Is there a way of getting more data from a core dump that crashed in a .so file?
Thanks.
如果你对这篇内容有疑问,欢迎到本站社区发帖提问 参与讨论,获取更多帮助,或者扫码二维码加入 Web 技术交流群。
绑定邮箱获取回复消息
由于您还没有绑定你的真实邮箱,如果其他用户或者作者回复了您的评论,将不能在第一时间通知您!
发布评论
评论(2)
崩溃时该地址是什么?
执行
info shared
,并查明是否有包含该地址的库。最可能导致您遇到麻烦的原因是:您在将其上传到目标之前是否运行了
strip libpthread.so.0
?不要这样做:GDB 要求 libpthread.so.0 不能被剥离。如果您的工具链包含带有调试符号的libpthread.so.0
(因此对于目标来说太大),请在其上运行strip -g
,而不是完整的strip
。更新:
这意味着GDB无法访问共享库列表(这将解释丢失的堆栈跟踪)。最常见的原因:实际生成核心的二进制文件与您提供给 GDB 的二进制文件不匹配。一个不太常见的原因:您的核心转储被截断(可能是由于
ulimit -c
设置得太低)。What is at that address at the time of the crash?
Do
info shared
, and find out if there is a library that contains that address.The most likely cause of your troubles: did you run
strip libpthread.so.0
before uploading it to your target? Don't do that: GDB requires libpthread.so.0 to not be stripped. If your toolchain containslibpthread.so.0
with debug symbols (and thus too large for the target), runstrip -g
on it, not a fullstrip
.Update:
This means that GDB can not access the shared library list (which would then explain the missing stack trace).
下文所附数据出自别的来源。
PR #1150, opened 2025-06-20
Improve Preferences Interface `[AARD-1906]`

rutmanz:
### Description
Propagates preference changes instantly instead of waiting for the panel to close. Also replaces the type assertions in the preference system with more robust generics for type checking

AARD-1906


fission/src/systems/simulation/driver/HingeDriver.ts
```diff
@@ -84,20 +84,18 @@ class HingeDriver extends Driver {
...
-                }
+        this._gravityChange = (event: PreferenceEvent<"SubsystemGravity">) => {
+            const motorSettings = this._constraint.GetMotorSettings()
+            if (event.prefValue) {
+                motorSettings.set_mMaxTorqueLimit(this._maxTorqueWithGrav)
+                motorSettings.set_mMinTorqueLimit(-this._maxTorqueWithGrav)
+            } else {
+                motorSettings.set_mMaxTorqueLimit(MAX_TORQUE_WITHOUT_GRAV)
+                motorSettings.set_mMinTorqueLimit(-MAX_TORQUE_WITHOUT_GRAV)
             }
```
azaleacolburn, line 93: If you're calling the same functions in both branches, it's probably better to just create max and min torque limit variables and assign them with a ternary. I know you didn't write this code, but I think it's best to conform it to our standard while we're at it.

```suggestion
            const [maxTorque, minTorque] = event.prefValue
                ? [this._maxTorqueWithGrav, -this._maxTorqueWithGray]
                : [MAX_TORQUE_WITHOUT_GRAV, -MAX_TORQUE_WITHOUT_GRAV]
            motorSettings.set_mMaxTorqueLimit(maxTorque)
            motorSettings.set_mMinTorqueLimit(minTorque)
```

fission/src/test/PreferencesSystem.test.ts
```diff
@@ -12,9 +12,9 @@ describe("Preferences System", () => {
         expect(PreferencesSystem.getGlobalPreference("RenderScoreboard")).toBe(false)
     })
     test("Reset to default if undefined", () => {
-        PreferencesSystem.setGlobalPreference("ZoomSensitivity", undefined)
-        PreferencesSystem.setGlobalPreference("RenderSceneTags", undefined)
-        PreferencesSystem.setGlobalPreference("RenderScoreboard", undefined)
+        PreferencesSystem.setGlobalPreference("ZoomSensitivity", undefined as unknown as number)
+        PreferencesSystem.setGlobalPreference("RenderSceneTags", undefined as unknown as boolean)
+        PreferencesSystem.setGlobalPreference("RenderScoreboard", undefined as unknown as boolean)
```
azaleacolburn, line 17: Can we not just modify the signature of `setGlobalPreference` to make value potentially undefined?

Dhruv-0-Arora (commented):
This might be something to merge after #1070 since it will cause a lot of merge conflicts if we merge it before 😓

BrandonPacewic (commented):
#1135 first.

azaleacolburn (changes requested):
Some small nitpicks

fission/src/test/PreferencesSystem.test.ts
rutmanz: Could, but this is only used in a test file to check that values are guaranteed, not used in the actual program

fission/src/systems/simulation/driver/HingeDriver.ts
rutmanz: This code wasn't actually modified by this PR, just the function around it. Do you want me to change it anyway?

PepperLola: I think this is a situation where I prefer the if statement over the ternary, since it makes it a lot more clear at a glance what the code is doing. I generally agree with the if -> ternary conversion when assigning as long as the condition and values aren't too long, but when assigning multiple values I think the regular if makes more sense.

EDIT: I suppose two separate ternaries could work as well, but I think the ternary with the unpacking takes longer to interpret than either of the other ways.

azaleacolburn: I think the reason ternaries would work here is because the values intrinsically go together and are obviously bound by the same variable (min/max torque with or without gravity).

BrandonPacewic (commented):
Still some persistent issues here, will take over this PR since @rutmanz is out for the week.

fission/src/test/PreferencesSystem.test.ts
azaleacolburn: If a function can properly handle an undefined arg, that should be reflected in the type signature.

rutmanz: But providing an undefined type is not properly handled in the context of the rest of the program (an event is dispatched to notify other parts of the new value). This has no negative consequences in the testing environment because there are no listeners but passing undefined isn't just unused it would cause issues.

azaleacolburn (approved):
lgtm

BrandonPacewic (changes requested):
Double check and make sure that the changes made while the panel is open get reverted upon pressing cancel. For me this manifested in disabling/enabling the scoreboard, pressing cancel, and having the scoreboard not revert to whatever previous state it was in (and should still be in).

AlexD717 (approved):
Looks good. Personally I don't think that the console.log you added is necessary in the ScoreboardPanel.tsx but I will leave that up to you

BrandonPacewic (approved):
Awesome looks good.

> Also replaces the type assertions in the preference system with more robust generics for type checking

As I briefly mentioned before, in the future please include small refactors like this in separate PRs. I don't want to discourage these types of changes at all (in fact these are my favorite types to review, so please do more of them) just separate them out of feature pushes.

Nice work ⚙️

PR #1151, opened 2025-06-20
Match Mode Infrastructure `[AARD-1892]`

AlexD717:
### Objectives
Adds basic infrastructure for future match mode support. Originally planned as a Main Menu button, but integrating it could not be done cleanly requiring major changes to panel flow. Instead, it's added to the MainHUD, allowing full reuse of existing spawn/config panels. (Brandon said it was fine for me to try and do it this way; we can revisit if needed.)

### Description
To play Match Mode the user first spawns a field, robot(s) and configures them as normal. 
They then press the Start Match Mode button that is on the MainHUD
StartMatchMode
The scoreboard now shows the time left and a 15 second autonomous period, where player input isn't received starts
Screenshot 2025-06-20 094048
After those 15 seconds are over, a 135 second teleop period starts when the user can now control the robot. After the 135 seconds are over a end game screen is shown displaying the match results with a button to go back to sandbox (original) mode.
Screenshot 2025-06-20 094602

### Testing Done
- [ ] Robots/Fields can be spawned and configured like normal
- [ ] Match Mode can be started from the MainHUD
- [ ] Match Mode starts with a 15 second autonomous period where the robot does not receive input from the user
- [ ] Match Mode then has a 135 second teleop period where the robot receives input from the user
- [ ] Match Mode ends with a match results screen summarizing each teams score

[JIRA Issue](https://jira.autodesk.com/browse/AARD-1892)
Screenshot 2025-06-20 094524


azaleacolburn:
Would it be possible for the remaining time (or for that matter, the entire top display) to only appear in match mode, rather than always being active?

fission/src/systems/MatchMode.ts
```diff
@@ -0,0 +1,120 @@
...
+    private initialTime: number = 0
+    private timeLeft: number = 0
+    private intervalId: number | null = null
+
+    private constructor() {}
+
+    static getInstance(): MatchMode {
+        if (!MatchMode.instance) {
+            MatchMode.instance = new MatchMode()
+        }
```
azaleacolburn: You should use the nullish coalescing assignment operator here (`??=`), which assigns a variable only if it was initially nullish (ie. undefined or null).

fission/src/systems/MatchMode.ts
```diff
@@ -0,0 +1,120 @@
...
+
+        // Dispatch an event to update the time left in the UI
+        new UpdateTimeLeft(this.initialTime).Dispatch()
+
+        this.intervalId = window.setInterval(() => {
+            this.timeLeft--
+
+            if (this.timeLeft >= 0) {
+                new UpdateTimeLeft(this.timeLeft).Dispatch()
+            }
```
azaleacolburn: Correct me if I'm mistaken, but I think this should be `>` instead of `>=`

azaleacolburn (changes requested):

azaleacolburn (approved):
lgtm

BrandonPacewic (approved):
This looks good to me. This is the core starting task of reimplementing match mode for the summer so a lot of this is subject to change. Thanks for getting the ground work on this started! ⛹️

PR #1153, opened 2025-06-20
feat: add center of mass indicators and analysis tool panel

rutmanz:
### Description
Adds an analysis panel (per the Jira ticket) and a center of mass indicator for robot bodies that can be enabled. Currently the center of mass sphere floats in front of the rest of the scene so it can be seen even when inside a mesh (like Dozer).

image

### Testing Done
- Turning on and off with existing robots
- Adding robots while enabled
- Closing panel while enabled

AARD-1817


itspvty (dismissed):
It's preferable that one is able to continue viewing the CoM's of robots even after the analysis panel is closed. Further, it should be stored alongside other data in browser cache to preserve the setting. lmk if you disagree

Fix unit test **

rutmanz:
I'm inclined to agree that it would make sense as a setting, but the ticket specifies that it should be the start of a separate analysis mode/panel. cc @BrandonPacewic

BrandonPacewic (commented):
> >It's preferable that one is able to continue viewing the CoM's of robots even after the analysis panel is closed. Further, it should be stored alongside other data in browser cache to preserve the setting. lmk if you disagree
>>
>> Fix unit test **
>
>I'm inclined to agree that it would make sense as a setting, but the ticket specifies that it should be the start of a separate analysis mode/panel. cc @BrandonPacewic

I think I agree with these suggestions. I'll take over this PR since @rutmanz is out for the week.

AlexD717 (approved):
lgtm

BrandonPacewic (approved):
I do think that at some point this should be moved into a new section full of user facing tools at some point. Will make this a goal once we re-do the ui a bit.

Nice job ⚫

The most usual cause: the binary that actually produced the
core
does not match the binary you gave to GDB. A less common cause: your core dump was truncated (perhaps due toulimit -c
being set too low).如果所有其他方法都失败,请使用调试器运行命令!
只需以正常启动命令的形式输入“gdb”,然后输入“c”ontinue 即可运行该进程。当任务出现段错误时,它将返回到交互式 gdb 提示符,而不是核心转储。然后,您应该能够获得更有意义的堆栈跟踪等。
另一个选择是使用“truss”(如果可用)。这将告诉您异常结束时正在使用哪些系统调用。
If all else fails run the command using the debugger!
Just put "gdb" in form of your normal start command and enter "c"ontinue to get the process running. When the task segfaults it will return to the interactive gdb prompt rather than core dump. You should then be able to get more meaningful stack traces etc.
Another option is to use "truss" if it is available. This will tell you which system calls were being used at the time of the abend.